• TASK TO CARRY OUT:
What lines in the material hold the string "also"? Return every one of them.

• TASK MATERIAL:

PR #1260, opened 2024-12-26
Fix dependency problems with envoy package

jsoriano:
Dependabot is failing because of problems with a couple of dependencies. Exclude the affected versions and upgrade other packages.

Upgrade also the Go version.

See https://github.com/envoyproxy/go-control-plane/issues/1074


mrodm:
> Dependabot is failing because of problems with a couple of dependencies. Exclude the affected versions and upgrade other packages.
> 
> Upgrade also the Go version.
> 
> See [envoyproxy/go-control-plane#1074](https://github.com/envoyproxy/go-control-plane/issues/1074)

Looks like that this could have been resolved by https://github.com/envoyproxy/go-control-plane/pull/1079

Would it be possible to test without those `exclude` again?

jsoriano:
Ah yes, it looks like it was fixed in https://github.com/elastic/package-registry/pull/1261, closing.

--

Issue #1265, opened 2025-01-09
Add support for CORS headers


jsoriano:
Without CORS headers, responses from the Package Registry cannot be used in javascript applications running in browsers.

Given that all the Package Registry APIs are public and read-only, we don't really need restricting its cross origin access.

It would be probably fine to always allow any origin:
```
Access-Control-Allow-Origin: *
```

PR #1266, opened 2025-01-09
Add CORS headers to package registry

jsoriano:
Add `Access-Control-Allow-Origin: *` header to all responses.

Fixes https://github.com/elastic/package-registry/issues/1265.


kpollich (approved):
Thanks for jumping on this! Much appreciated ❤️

---

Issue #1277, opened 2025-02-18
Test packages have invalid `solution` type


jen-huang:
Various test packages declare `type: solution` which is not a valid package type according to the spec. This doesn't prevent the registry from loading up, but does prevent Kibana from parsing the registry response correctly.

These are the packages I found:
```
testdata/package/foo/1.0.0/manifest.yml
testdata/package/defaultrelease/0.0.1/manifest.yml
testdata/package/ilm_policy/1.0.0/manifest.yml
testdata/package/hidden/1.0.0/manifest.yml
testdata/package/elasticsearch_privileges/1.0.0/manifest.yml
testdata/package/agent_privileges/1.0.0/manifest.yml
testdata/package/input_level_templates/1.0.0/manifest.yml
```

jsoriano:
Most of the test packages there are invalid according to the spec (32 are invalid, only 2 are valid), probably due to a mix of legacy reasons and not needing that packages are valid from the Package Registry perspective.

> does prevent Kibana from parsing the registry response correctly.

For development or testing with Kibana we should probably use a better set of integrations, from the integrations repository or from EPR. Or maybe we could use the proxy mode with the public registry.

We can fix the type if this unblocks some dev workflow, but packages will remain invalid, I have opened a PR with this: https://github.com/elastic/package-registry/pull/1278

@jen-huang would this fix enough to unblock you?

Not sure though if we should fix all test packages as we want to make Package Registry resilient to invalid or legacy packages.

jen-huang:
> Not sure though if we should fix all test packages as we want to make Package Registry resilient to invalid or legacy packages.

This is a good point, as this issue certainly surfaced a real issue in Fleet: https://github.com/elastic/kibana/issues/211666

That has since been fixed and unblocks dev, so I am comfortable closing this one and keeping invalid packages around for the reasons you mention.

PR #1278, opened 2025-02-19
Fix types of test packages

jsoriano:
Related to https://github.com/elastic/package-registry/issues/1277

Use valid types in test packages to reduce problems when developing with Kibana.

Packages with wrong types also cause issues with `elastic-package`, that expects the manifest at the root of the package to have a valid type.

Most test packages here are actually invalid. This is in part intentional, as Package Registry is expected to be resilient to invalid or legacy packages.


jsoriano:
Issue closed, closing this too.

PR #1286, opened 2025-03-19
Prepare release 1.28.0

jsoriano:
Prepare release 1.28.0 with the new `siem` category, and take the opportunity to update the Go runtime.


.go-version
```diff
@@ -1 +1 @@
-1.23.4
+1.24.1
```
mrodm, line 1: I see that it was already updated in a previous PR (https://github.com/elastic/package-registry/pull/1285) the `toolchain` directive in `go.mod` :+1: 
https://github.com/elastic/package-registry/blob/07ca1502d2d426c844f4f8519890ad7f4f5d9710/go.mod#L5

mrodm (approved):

• WRITTEN SOLUTION:
Upgrade also the Go version.
> Upgrade also the Go version.
Packages with wrong types also cause issues with `elastic-package`, that expects the manifest at the root of the package to have a valid type.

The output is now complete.